The professional view

A professional Go engineer encounters generics in:

  • Open-source libraries written by enthusiastic juniors
  • Internal monorepos with mixed adoption
  • Migration PRs from interface{} to generic
  • Code review where the author "made it generic to be reusable"

After reviewing dozens of such codebases, repeating patterns emerge. Each one compiles, passes tests, and is published. Each one is a maintenance liability. The job of a professional reviewer is to recognize them in the diff.

We list seven recurring anti-patterns and the heuristics for catching them.


Anti-pattern 1 — Over-generic public APIs

The smell

package mylib

func Process[T any, U any, V comparable, F func(T, U) V](f F, t T, u U) V {
    return f(t, u)
}

Three type parameters, a function-typed constraint, and a single line of body. The author wanted maximum reusability. The reader gets minimum readability.

Why it is bad

  • godoc renders this as a wall of square brackets
  • IDE autocomplete shows the user a long signature with placeholders
  • Type inference often fails on real call sites; users must instantiate manually
  • Future API changes are hard because every parameter is part of the contract

The professional fix

Concrete, well-named functions. Generics only where they save real duplication:

func ProcessIntPair(f func(int, int) int, a, b int) int { return f(a, b) }
func ProcessStringPair(f func(string, string) bool, a, b string) bool { return f(a, b) }

Or, if there is genuine reuse, one type parameter:

func Apply[T any](f func(T, T) T, a, b T) T { return f(a, b) }

A senior reviewer asks: "Could this be written with one type parameter, or zero?" Most over-generic APIs collapse under that question.

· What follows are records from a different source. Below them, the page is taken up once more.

PR #355, opened 2016-09-16
Write access notifications

gabriel:
Trying to create a file or directory in:

- /keybase (root)
- /keybase/public or /keybase/private (folderlist)
- /keybase/public/notyou (tlf)

will result in a WriteAccessError with Filename set to the file path trying to be created. This also gives a nicer "Permission denied" response when doing things in the terminal.

```sh
kbmb ➜ /keybase touch foo.txt
touch: foo.txt: Permission denied

kbmb ➜ /keybase cd public/

kbmb ➜ /keybase/public touch foo.txt
touch: foo.txt: Permission denied

kbmb ➜ /keybase/public cd testergabe

kbmb ➜ /keybase/public/testergabe touch foo.txt
touch: foo.txt: Permission denied

kbmb ➜ /keybase/public/testergabe cd ..

kbmb ➜ /keybase/public mkdir foo
mkdir: foo: File exists

kbmb ➜ /keybase/public mkdir foo.txt
mkdir: foo.txt: Permission denied

kbmb ➜ /keybase/public cd ..

kbmb ➜ /keybase mkdir foo
mkdir: foo: Permission denied
```

2016-09-15 at 5 34 pm (Ignore devel icon)

See https://github.com/keybase/client/pull/4294 for the client side.

In the future, I think it would be good to nuke PublicTopLevelFolder from FSNotification and have the Filename always be the canonical file path. The tlfname, public pair is a bit gnarly to keep around just cause it's not very future proof (if we add another folder type) and doesn't apply to things not in a tlf.

### DIFF
--- a/libfuse/folderlist.go
+++ b/libfuse/folderlist.go
@@ -98,15 +98,17 @@ func (fl *FolderList) addToFavorite(ctx context.Context, h *libkbfs.TlfHandle) (
 // Create implements the fs.NodeCreater interface for FolderList.
 func (fl *FolderList) Create(ctx context.Context, req *fuse.CreateRequest, resp *fuse.CreateResponse) (_ fs.Node, _ fs.Handle, err error) {
 	fl.fs.log.CDebugf(ctx, "FL Create")
-	defer func() { fl.reportErr(ctx, libkbfs.WriteMode, "", err) }()
-	return nil, nil, fl.fs.writeAccessError(ctx, nil, libkbfs.BuildCanonicalPath(fl.public, libkbfs.CanonicalTlfName(req.Name)))
+	tlfName := libkbfs.CanonicalTlfName(req.Name)
+	defer func() { fl.reportErr(ctx, libkbfs.WriteMode, tlfName, err) }()
+	return nil, nil, fl.fs.writeAccessError(ctx, nil, libkbfs.BuildCanonicalPath(fl.public, string(tlfName)))
 }
 
 // Mkdir implements the fs.NodeMkdirer interface for FolderList.
 func (fl *FolderList) Mkdir(ctx context.Context, req *fuse.MkdirRequest) (_ fs.Node, err error) {
 	fl.fs.log.CDebugf(ctx, "FL Mkdir")
-	defer func() { fl.reportErr(ctx, libkbfs.WriteMode, "", err) }()
-	return nil, fl.fs.writeAccessError(ctx, nil, libkbfs.BuildCanonicalPath(fl.public, libkbfs.CanonicalTlfName(req.Name)))
+	tlfName := libkbfs.CanonicalTlfName(req.Name)
+	defer func() { fl.reportErr(ctx, libkbfs.WriteMode, tlfName, err) }()
+	return nil, fl.fs.writeAccessError(ctx, nil, libkbfs.BuildCanonicalPath(fl.public, string(tlfName)))
 }
 
 // Lookup implements the fs.NodeRequestLookuper interface.
--- a/libfuse/folderlist.go
+++ b/libfuse/folderlist.go
@@ -108,7 +108,7 @@ func (fl *FolderList) Create(ctx context.Context, req *fuse.CreateRequest, resp 
 	fl.fs.log.CDebugf(ctx, "FL Create")
 	tlfName := libkbfs.CanonicalTlfName(req.Name)
 	defer func() { fl.reportErr(ctx, libkbfs.WriteMode, tlfName, err) }()
-	return nil, nil, fl.fs.writeUnsupportedError(ctx, libkbfs.BuildCanonicalPath(fl.PathType(), string(tlfName)))
+	return nil, nil, libkbfs.NewWriteUnsupportedError(libkbfs.BuildCanonicalPath(fl.PathType(), string(tlfName)))
 }
 
 // Mkdir implements the fs.NodeMkdirer interface for FolderList.
@@ -116,7 +116,7 @@ func (fl *FolderList) Mkdir(ctx context.Context, req *fuse.MkdirRequest) (_ fs.N
 	fl.fs.log.CDebugf(ctx, "FL Mkdir")
 	tlfName := libkbfs.CanonicalTlfName(req.Name)
 	defer func() { fl.reportErr(ctx, libkbfs.WriteMode, tlfName, err) }()
-	return nil, fl.fs.writeUnsupportedError(ctx, libkbfs.BuildCanonicalPath(fl.PathType(), string(tlfName)))
+	return nil, libkbfs.NewWriteUnsupportedError(libkbfs.BuildCanonicalPath(fl.PathType(), string(tlfName)))
 }
 
 // Lookup implements the fs.NodeRequestLookuper interface.
--- a/libfuse/folderlist.go
+++ b/libfuse/folderlist.go
@@ -95,12 +95,20 @@ func (fl *FolderList) addToFavorite(ctx context.Context, h *libkbfs.TlfHandle) (
 	return nil
 }
 
+// PathType returns PathType for this folder
+func (fl *FolderList) PathType() libkbfs.PathType {
+	if fl.public {
+		return libkbfs.PublicPathType
+	}
+	return libkbfs.PrivatePathType
+}
+
 // Create implements the fs.NodeCreater interface for FolderList.
 func (fl *FolderList) Create(ctx context.Context, req *fuse.CreateRequest, resp *fuse.CreateResponse) (_ fs.Node, _ fs.Handle, err error) {
 	fl.fs.log.CDebugf(ctx, "FL Create")
 	tlfName := libkbfs.CanonicalTlfName(req.Name)
 	defer func() { fl.reportErr(ctx, libkbfs.WriteMode, tlfName, err) }()
-	return nil, nil, fl.fs.writeAccessError(ctx, nil, libkbfs.BuildCanonicalPath(fl.public, string(tlfName)))
+	return nil, nil, fl.fs.writeUnsupportedError(ctx, libkbfs.BuildCanonicalPath(fl.PathType(), string(tlfName)))
 }
 
 // Mkdir implements the fs.NodeMkdirer interface for FolderList.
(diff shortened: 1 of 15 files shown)


gabriel:
@strib @akalin-keybase or whoever ❤️

libfuse/folderlist.go
```diff
@@ -95,6 +95,20 @@ func (fl *FolderList) addToFavorite(ctx context.Context, h *libkbfs.TlfHandle) (
 	return nil
 }
 
+// Create implements the fs.NodeCreater interface for FolderList.
+func (fl *FolderList) Create(ctx context.Context, req *fuse.CreateRequest, resp *fuse.CreateResponse) (_ fs.Node, _ fs.Handle, err error) {
+	fl.fs.log.CDebugf(ctx, "FL Create")
+	defer func() { fl.reportErr(ctx, libkbfs.WriteMode, "", err) }()
+	return nil, nil, fl.fs.writeAccessError(ctx, nil, libkbfs.BuildCanonicalPath(fl.public, libkbfs.CanonicalTlfName(req.Name)))
```
strib: I don't think "Permission denied" is the right error, here in the folder list or in the `/keybase` operations -- it implies that there might be some user who has permission to do this thing, when in fact the operation isn't supported at all.

libfuse/tlf.go
```diff
@@ -163,7 +168,9 @@ func (tlf *TLF) Lookup(ctx context.Context, req *fuse.LookupRequest, resp *fuse.
 }
 
 // Create implements the fs.NodeCreater interface for TLF.
-func (tlf *TLF) Create(ctx context.Context, req *fuse.CreateRequest, resp *fuse.CreateResponse) (fs.Node, fs.Handle, error) {
+func (tlf *TLF) Create(ctx context.Context, req *fuse.CreateRequest, resp *fuse.CreateResponse) (_ fs.Node, _ fs.Handle, err error) {
+	tlf.log().CDebugf(ctx, "TLF Create %s", req.Name)
+	defer func() { tlf.folder.reportErr(ctx, libkbfs.WriteMode, err) }()
```
strib: If the code reaches `dir.Create`, two errors will be reported for the same operation.  Maybe you should only report this one when the `loadDir` fails?

libfuse/tlf.go
```diff
@@ -172,8 +179,9 @@ func (tlf *TLF) Create(ctx context.Context, req *fuse.CreateRequest, resp *fuse.
 }
 
 // Mkdir implements the fs.NodeMkdirer interface for TLF.
-func (tlf *TLF) Mkdir(ctx context.Context, req *fuse.MkdirRequest) (
-	fs.Node, error) {
+func (tlf *TLF) Mkdir(ctx context.Context, req *fuse.MkdirRequest) (_ fs.Node, err error) {
+	tlf.log().CDebugf(ctx, "TLF Mkdir %s", req.Name)
+	defer func() { tlf.folder.reportErr(ctx, libkbfs.WriteMode, err) }()
```
strib: Same here.

libkbfs/tlf_handle.go
```diff
@@ -522,20 +522,20 @@ func (h *TlfHandle) GetCanonicalName() CanonicalTlfName {
...
+func BuildCanonicalPath(public bool, tlfName CanonicalTlfName) string {
 	var folderType string
 	if public {
 		folderType = "public"
 	} else {
 		folderType = "private"
 	}
-	// TODO: Handle windows paths?
-	return fmt.Sprintf("/keybase/%s/%s", folderType, canonicalName)
+	return fmt.Sprintf("/keybase/%s/%s", folderType, tlfName)
```
strib: Why did you get rid of the TODO?  Still seems valid to me.

libkbfs/folder_branch_ops.go
```diff
@@ -2221,7 +2229,7 @@ func (fbo *folderBranchOps) createEntryLocked(
 	}
 
 	// verify we have permission to write
-	md, err := fbo.getMDForWriteLocked(ctx, lState)
+	md, err := fbo.getMDForWriteLockedForName(ctx, lState, name)
```
strib: This doesn't seem right.  If you did `touch /keybase/private/strib/a/b/c/name`, the error would be for `/keybase/private/strib/name`, right?  I think you need to include the full path using `dir`.

libkbfs/tlf_handle.go
gabriel: I think we want this /keybase/private/username string as the canonical universal path that is representative of a path on a platform... we would convert it to windows path on windows? Otherwise it's not canonical.

`/keybase/private/username` - Canonical path

`k:\private\username` - Windows (if k: configured, could be another drive letter)
`/keybase/private/username` - Linux and darwin (happens to be same as canonical)
`sftp://keybase.priv/username` - Some theoretical other thing

gabriel: Added a comments on the method to say this.

strib: > we would convert it to windows path

You mean the GUI would convert it?  I just think it's an open issue what to do about displaying canonical path names on Windows, so it still seems like a TODO.  But maybe your new comment clarifies things.

strib: Ah ok I see it now.  Looks good.

libkbfs/folder_branch_ops.go
gabriel: Yeah... I created a new method:
```go
func (fbo *folderBranchOps) canonicalPath(ctx context.Context, dir Node, name string) (string, error)
```
which returns canonical path for a dir node and name.

libfuse/tlf.go
gabriel: Reverted this since folder reportErr will report.

libfuse/tlf.go
gabriel: Reverted this since folder reportErr will report.

libfuse/folderlist.go
gabriel: To me I think it makes sense to return permission denied (EACCES) if a program (or user) tries to create /keybase/foo.txt or /keybase/private/foo.txt ... It seems more appropriate than ENOENT which implies not found?

gabriel: Made an WriteUnsupportedError for these non-tlf cases.

gabriel:
k, I did another pass and think is ready to review again...

libkbfs/path.go
```diff
@@ -0,0 +1,42 @@
+// Copyright 2016 Keybase Inc. All rights reserved.
```
strib: We have a `path` type in `data_types.go` already.  Maybe it makes sense to move that in here (along with `pathNode`), or else rename this file to `canonical_path.go`?

libfuse/tlf.go
```diff
@@ -163,7 +168,7 @@ func (tlf *TLF) Lookup(ctx context.Context, req *fuse.LookupRequest, resp *fuse.
 }
 
 // Create implements the fs.NodeCreater interface for TLF.
-func (tlf *TLF) Create(ctx context.Context, req *fuse.CreateRequest, resp *fuse.CreateResponse) (fs.Node, fs.Handle, error) {
+func (tlf *TLF) Create(ctx context.Context, req *fuse.CreateRequest, resp *fuse.CreateResponse) (_ fs.Node, _ fs.Handle, err error) {
```
strib: Any reason to name `err` here (and below) anymore?

libfuse/fs.go
```diff
@@ -201,6 +201,22 @@ func (f *FS) Statfs(ctx context.Context, req *fuse.StatfsRequest, resp *fuse.Sta
 	return nil
 }
 
+func (f *FS) writeAccessError(ctx context.Context, h *libkbfs.TlfHandle, filename string) error {
```
strib: There aren't any more callers for this, right?  Can we remove it?

libkbfs/errors.go
```diff
@@ -165,18 +165,32 @@ func (e ReadAccessError) Error() string {
...
 
 // Error implements the error interface for WriteAccessError
 func (e WriteAccessError) Error() string {
-	return fmt.Sprintf("%s does not have write access to directory %s",
-		e.User, buildCanonicalPath(e.Public, e.Tlf))
+	if e.Tlf != "" {
+		return fmt.Sprintf("%s does not have write access to directory %s",
+			e.User, buildCanonicalPath(e.Public, e.Tlf))
+	}
+	return fmt.Sprintf("%s does not have write access to %s", e.User, e.Filename)
```
strib: Are there any remaining uses that hit this case?  I couldn't find any.  If not, can we revert it back (and get rid of "Filename")?

libkbfs/errors.go
```diff
@@ -165,18 +165,32 @@ func (e ReadAccessError) Error() string {
...
+
+// WriteUnsupportedError indicates an error when trying to write a file
+type WriteUnsupportedError struct {
+	User     libkb.NormalizedUsername
+	Filename string
+}
+
+// Error implements the error interface for WriteAccessError
+func (e WriteUnsupportedError) Error() string {
+	return fmt.Sprintf("%s can't write to %s", e.User, e.Filename)
```
strib: I don't think we need the username in here, since it's not supported for anyone.  Maybe something like simple like `("Writing to %s is unsupported", e.Filename)`, and get rid of the need for `User` (and the `GetCurrentUserInfo` call in `writeUnsupportedError`).

libkbfs/tlf_handle.go
```diff
@@ -522,15 +522,13 @@ func (h *TlfHandle) GetCanonicalName() CanonicalTlfName {
 	return h.name
 }
 
-func buildCanonicalPath(public bool, canonicalName CanonicalTlfName) string {
-	var folderType string
+// buildCanonicalPath returns a canonical path for a tlf.
+func buildCanonicalPath(public bool, tlfName CanonicalTlfName) string {
```
strib: Do we need this method anymore?  Seems confusing to have it around with an identical but lower case name.  I think we can replace existing callers pretty easily.  Or maybe just rename it to something like `translatePublicAndBuildCanonicalPath()` and move it into the same file as `BuildCanonicalPath()`, if you don't feel like dealing with that.

libkbfs/path.go
gabriel: Moved path and pathNode to path.go

libfuse/tlf.go
gabriel: Nope removed these named vars

libfuse/fs.go
gabriel: Removed

libkbfs/errors.go
gabriel: Yeah we always have tlf for access error now. Removed.

libkbfs/errors.go
gabriel: Yeah we don't use it, we can add in if we need it. Removed.

libkbfs/tlf_handle.go
gabriel: It's still useful in a couple spots but is out of place. Renamed to `buildCanonicalPathForTlfName` and moved to path.go.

Anti-pattern 2 — Optional[T] everywhere

The smell

type Optional[T any] struct {
    value T
    has   bool
}

func Some[T any](v T) Optional[T] { return Optional[T]{value: v, has: true} }
func None[T any]() Optional[T]    { return Optional[T]{has: false} }
func (o Optional[T]) Get() (T, bool) { return o.value, o.has }

Imported from Rust or Scala. The author thought "Go's nilable types are gross; let me give us proper Maybe semantics."

Why it is bad

  • Go has the idiomatic (T, bool) return; Optional[T] competes with it
  • Every API boundary forces conversion: Optional[T] to (T, bool) and back
  • Library users hate it because the signature is non-standard
  • Pointer types (*T) already carry "may be absent" without a wrapper

The professional fix

Use Go's existing idioms:

Need Idiomatic Go
Maybe a value (T, bool)
Maybe a pointer *T (nil = absent)
Typed result with error (T, error)
Eager null-coalescing cmp.Or (1.22+) or simple if

If you really want Optional[T] because your team comes from a functional language, localize it to one package and provide adapters at the boundary:

// internal/option
func From[T any](v T, ok bool) Option[T] { ... }
func (o Option[T]) Tuple() (T, bool) { ... }

Do not pollute every public function signature.


Anti-pattern 3 — Generic wrappers around concrete API surface

The smell

type GenericLogger[T any] struct {
    inner *log.Logger
}

func (l *GenericLogger[T]) Log(v T) { l.inner.Println(v) }

The wrapper accepts any T and forwards to a concrete logger. The type parameter gives the caller a typed surface — but the inside is exactly interface{} with extra steps.

Why it is bad

  • The type parameter does not constrain anything; T could be anything
  • The boxing happens inside Println; the generic does not save allocations
  • Library users see GenericLogger[*MyType] everywhere instead of *log.Logger
  • Adds no real value over a normal logger

The professional fix

Either the wrapper actually does something type-specific (then keep it), or it does not (then delete it).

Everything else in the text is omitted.